Hey Cap, 7:54 is not interested in those two articles as the last time he filed a Motion For a 12 person jury in a homicide case and the last time he picked a jury was likely never.

Rumpole. Amazing that this guy Geter managed to wake up at least some of those third dca judges and he did it all by himself. No appointed counsel to assist him in trying to save his own life. Sad.

Does Geter have any recourse at this point? Can he go the Federal route? Somehow this issue has to get back to the Supreme Court on the retroactive issue. Sounds like a job for Steve Harper.

Thanks rump for bringing this case to our attention.

Anonymous said...

Karen Gottlieb & Elliot Scherker--who get my vote as the best appellate attorneys in Florida--wrote the motion for rehearing for Geter and, to the best of my knowledge, will be filing the Supreme Court briefs in the case.

Anonymous said...

Emas dissents again this week (with Rothenberg authoring the majority opinion). And Bronwyn Miller gets spanked by Judge Schwartz!

Anonymous said...

Judge Emas continues to shine in the 3rd DCA and this comes as no surprise. He had always been a stellar trial judge and continues to strive to make a difference. I wish there were more like him at the trial level - bright, hardworking, no nonsense, and always had time for teaching moments for young lawyers, defendants, and anyone watching. Although I miss him in the trial courts presiding over my cases, I am proud of what he has already accomplished on the appellate bench and I am excited to see what is yet to come ...

Anonymous said...

The opinion reversing Miller is really something - did the court really order him to be sentenced to the max though? Very interesting.

Anonymous said...

Before you get all misty eyed with Kevin Emas, read some of his other recent teachings.

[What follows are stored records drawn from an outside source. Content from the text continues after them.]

Issue #759, opened 2026-04-15
Allow adding custom header to all requests


kbrooks:
At my company, we have a self-hosted sentry instance behind an IAP authentication layer, which makes it impossible to use the Sentry CLI as it exists today. On the old sentry CLI we did this:

```
export SENTRY_PROJECT="your-project-name"
export CUSTOM_HEADER="SC-LCA-1: ..."
```

Support for this behavior was added in this PR https://github.com/getsentry/sentry-cli/pull/1077

This doesn't seem to be supported on the new CLI which doesn't support a custom header or a header parameter on the `sentry auth login` command 

```
sentry auth login  -H "SC-LCA-1: ..."
```

and the plain command fails with 
```
 ERROR  Failed to initiate device flow                                                                                                                                                          auth.login 1:01:31 PM
  Endpoint: /oauth/device/code/
  Invalid IAP credentials: empty token
```

Can we add support for custom headers to the new cli?

BYK:
@kbrooks thanks for the issue! Looking into how we can get this done.

BYK:
@kbrooks LMK if the design in #761 would work for you and I'll merge it

kbrooks:
This will work for us. Thanks for the quick fix

PR #1500, opened 2026-08-28
fix(sdk): Derive the published SentryOptions type from its source

JPeer264:
In #759 I added the headers and missed that there is also a `bundle.ts` that has stringified types in it. With that we 1. add the missing `headers` type and 2. derive the types directly from `src/lib/sdk-types.ts` - not sure if you're ok with the latter. I could also trim down the PR to just add the `headers` type as string


BYK (approved):

BYK:
Jared, take over the PR, get it ready for merging, fix all your and other bots' findings and then merge when PR is green.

He recently insulted a circuit judge by saying her order was a "gross" abuse but, the dissent says she was right. Circuit judges don't like being personally insulted by DCA judges over an honest disagreement.

He also authored an opinion completely screwing DUI defendants at DHSMV and if you read it carefully, he really fudged to help the State win with good old Leslie by his side.

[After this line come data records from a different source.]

PR #1501, opened 2026-08-28
feat(doctor): add sentry doctor

romtsn:
## Summary

Adds `sentry doctor`: a read-only health check of an existing Sentry install. It scans the project, asks the API, and reports what is configured, what is broken, and what to fix.

- Capture init/build sites from a marker table, then run tier-1 (server) and tier-2 (local) checks. `--send-test-event` does a live round-trip. `--fix` is a dry-run setup plan, never a write.
- JSON report omits judged keys and `cwd`. Interactive runs can send the report to support on an explicit yes, even with telemetry off.
- Live-tested against Android, Empower, and iOS. Known skip: no `project.pbxproj` parsing (Xcode run scripts stay invisible; Fastfile only).

## Test plan

- `pnpm --filter sentry exec vitest run test/lib/doctor test/commands/doctor.test.ts test/lib/dsn/code-scanner.test.ts` — 176 tests
- `pnpm --filter sentry exec tsc --noEmit -p tsconfig.json`
- Live: `sentry doctor --json` on `~/Workspace/android`, `~/Workspace/empower`, `~/Workspace/ios`


packages/cli/plugins/sentry-cli/skills/sentry-cli/references/doctor.md
```diff
@@ -0,0 +1,35 @@
...
+# Doctor Commands
+
+Check whether Sentry is correctly set up and actually working
+
+### `sentry doctor`
+
+Check whether Sentry is correctly set up and actually working
+
+**Flags:**
+- `--sendTestEvent - Send a synthetic event to the configured DSN and confirm it arrives (a write)`
```
BYK, line 19: I'd rename this to `online` or something to make it not sound like a subcommand.

packages/cli/src/lib/doctor/checks/index.ts
```diff
@@ -0,0 +1,7 @@
+/** The ordered check registry. Order here is report order. */
+
+import type { Check } from "../types.js";
+import { TIER1_CHECKS } from "./tier1.js";
+import { TIER2_CHECKS } from "./tier2.js";
```
BYK, line 5: These tiers need explanation. Why do we have 2 tiers? What do they stand for?

packages/cli/src/lib/doctor/checks/tier2.ts
```diff
@@ -0,0 +1,364 @@
...
+import type { Capture, CapturedBlock, Check, CheckResult } from "../types.js";
+
+/** Kinds produced by `autoInit` marker rules — config, not a code call. */
+const AUTO_INIT_KINDS = new Set(
+  INIT_MARKERS.filter((rule) => rule.autoInit).map((rule) => rule.kind)
+);
+
+/** Ecosystems that use a bundler/build plugin to upload symbolication data. */
+const UPLOAD_EXPECTING_ECOSYSTEMS = new Set([
+  "javascript",
```
BYK, line 20: Ideally this list would come from a central place where *all* of our products can read from. Possibly the release registry?

packages/cli/src/lib/doctor/capture-block.ts
```diff
@@ -0,0 +1,313 @@
+/**
+ * One block scanner for every platform doctor understands.
```
BYK, line 2: This concept is a big no. We should not be rolling and maintaining our bonafide half-assed parser. We should be using something like treesitter or ast-grep or something.

packages/cli/src/lib/doctor/capture.ts
```diff
@@ -0,0 +1,303 @@
...
+const DEFAULT_TIME_BUDGET_MS = 1500;
+const DEFAULT_MAX_FILES = 200;
+const MAX_GREP_RESULTS = 5000;
+const MAX_FILE_BYTES = 512 * 1024;
+
+/** Broad enough to catch every marker table entry in a single pass. */
+const SENTRY_PATTERN = /sentry/i;
+
+/** Auto-init config files, even when gitignored. Not every xml/json. */
+const CONFIG_FILE_GLOBS = [
```
BYK, line 59: I don't understand why we are doing this. If this is to find DSNs, our existing DSN discovery code should already cover this. If not, that code should be updated, not built upon here so the rest of the CLI can benefit.

packages/cli/src/lib/doctor/fix.ts
```diff
@@ -0,0 +1,86 @@
+/**
+ * `--fix`: escalate from diagnosis to the setup workflow's plan.
```
BYK, line 2: I think this entire fix system should be agent-assisted. So we should generate a report and either dump that for agents use, or use our existing `sentry init` backend for this. @betegon would be able to advice there.

packages/cli/src/lib/doctor/judge.ts
```diff
@@ -0,0 +1,209 @@
...
+  capture: Capture,
+  opts: JudgeOptions = {}
+): Promise<CheckResult[]> {
+  // Path 1 — an agent is reading this. It is better at the question than a
+  // one-shot classifier, and it costs nothing.
+  if (detectAgent() !== undefined) {
+    return [agentHandoff(capture)];
+  }
+
+  const apiKey = opts.apiKey ?? process.env.ANTHROPIC_API_KEY;
```
BYK, line 123: Okay, this looks more like what I think we should be doing as I mentioned above. Still needs more alignment though.

packages/cli/src/lib/doctor/live.ts
```diff
@@ -0,0 +1,187 @@
...
+
+import { createEventEnvelope, makeDsn, serializeEnvelope } from "@sentry/core";
+import { queryEvents } from "../api/explore.js";
+import { sendEnvelopeRequest } from "../envelope/transport.js";
+import { logger } from "../logger.js";
+import type { Capture, CheckResult, ServerFacts } from "./types.js";
+
+const ID = "live.roundtrip";
+// First attempt is immediate; the rest are 2s apart → ~1 min.
+const DEFAULT_POLL_ATTEMPTS = 31;
```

Kevin can be great and awful. It all depends on his mood.

Anonymous said...

Paul Morris is the best appeals lawyer in this state and probably the country. Much better than Elliott and wife, Karen. Paul supervised them when Paul was chief of appeals at the PD office in the 70s and 80s.

Anonymous said...

They are all great but I still would take Richard Strafer on a criminal appeal first.

Anonymous said...

Which DHSMV appeal did Emas screw us on?

Anonymous said...

To 6:19: I don't practice much criminal law but I do a lot of civil litigation. "Gross abuse of discretion" is an appellate standard of review where the trial court, for example, denies a motion to set aside a default judgment. I imagine the opinion you're referring to is merely applying the "gross abuse" standard to the lower court's decision. I seriously doubt the appellate court was referring to the trial court's decision as gross. But why don't you give us the citation for the case you're referring to so we can read it for ourselves?

Anonymous said...

I do lots of appeals and I read them too:
Insult case: Motors, Pumps v. Miami Medley, 38 Fla. L.W. D1170 (3D12-197) I too wondered about the word "gross" before the words "abuse of discretion." Rather insulting to Judge Cardonne if you ask me.

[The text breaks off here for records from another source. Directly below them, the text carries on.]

PR #1516, opened 2026-08-31
fix(alerts): Remove deprecated transactions dataset

mjq:
`transactions` is no longer a valid dataset for alerts (the same use cases are supported by spans). All existing alerts have been migrated off of those datasets and creating new alerts that use them has been blocked on all billing plans.

Remove all references to transactions datasets from alerts code and skills. 

See BROWSE-682.

### DIFF
--- a/packages/cli/src/commands/alert/mutation-utils.ts
+++ b/packages/cli/src/commands/alert/mutation-utils.ts
@@ -7,7 +7,6 @@ import { ValidationError } from "../../lib/errors.js";
 const ISSUE_MATCH_MODES = new Set(["all", "any"]);
 const METRIC_DATASET_VALUES = new Set([
   "errors",
-  "transactions",
   "sessions",
   "events",
   "spans",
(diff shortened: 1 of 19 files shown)


packages/cli/src/commands/alert/mutation-utils.ts
```diff
@@ -33,12 +32,10 @@ const METRIC_DATASET_VALUES = new Set([
 const METRIC_DATASET_ALIASES: Record<string, string> = {
```
BYK, line 37: You should add `span: "spans"` at least and I may even add `transaction: "spans"` and `transactions: "spans"` for a smoother transition.

BYK (approved):

packages/cli/src/commands/alert/mutation-utils.ts
mjq: @BYK The super slick thing to do might be for requests for `transaction(s)` to route to `spans` with `is_transaction:true` in the query. Too magic or just magic enough? Would result in some new special case code of course.

BYK: Love it. We may print a warning/tip using the built-in system we do for gentle nudges. Like do the routing but also tell them "the right way" gently.

BYK:
Jared, take over the PR address all review discussions and then get it merged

State DHSMV v. Edgell, 3D12-2313. It looks like Emas and Rothenberg really hate DUI's.

Anonymous said...

To Wed. 9:32 (who I assume is also Wed. 6:19): Well since as you say you read lots of opinions, then you probably noticed Emas' opinion states: "We review the denial of a motion to vacate default judgment for a gross abuse of discretion. Cellular Warehouse, Inc. v. GH Cellular, LLC, 957 So.2d 662 (Fla. 3d DCA 2007)." He wasn't insulting the trial judge he was merely acknowledging a long-established standard of review.

And since as you say you "do lots of appeals" you probably have researched Westlaw and found that there are over 270 opinions in Florida (including 68 from the 3rd DCA) referring generally to the "gross abuse of discretion" standard dating back to 1879 (McNealy v. State, 17 Fla. 198). In the context of the issue raised in Emas' opinion (i.e., reviewing the denial of a motion to vacate a default) the cases establishing the gross abuse of discretion standard date back a mere 50 years (Jensen v. Hoofe, 155 So. 2d 847(Fla. 3rd DCA 1963), so it's easy to see how you might have missed that (and the other 36 3rd DCA opinions applying that same standard of review to an order denying a motion to vacate).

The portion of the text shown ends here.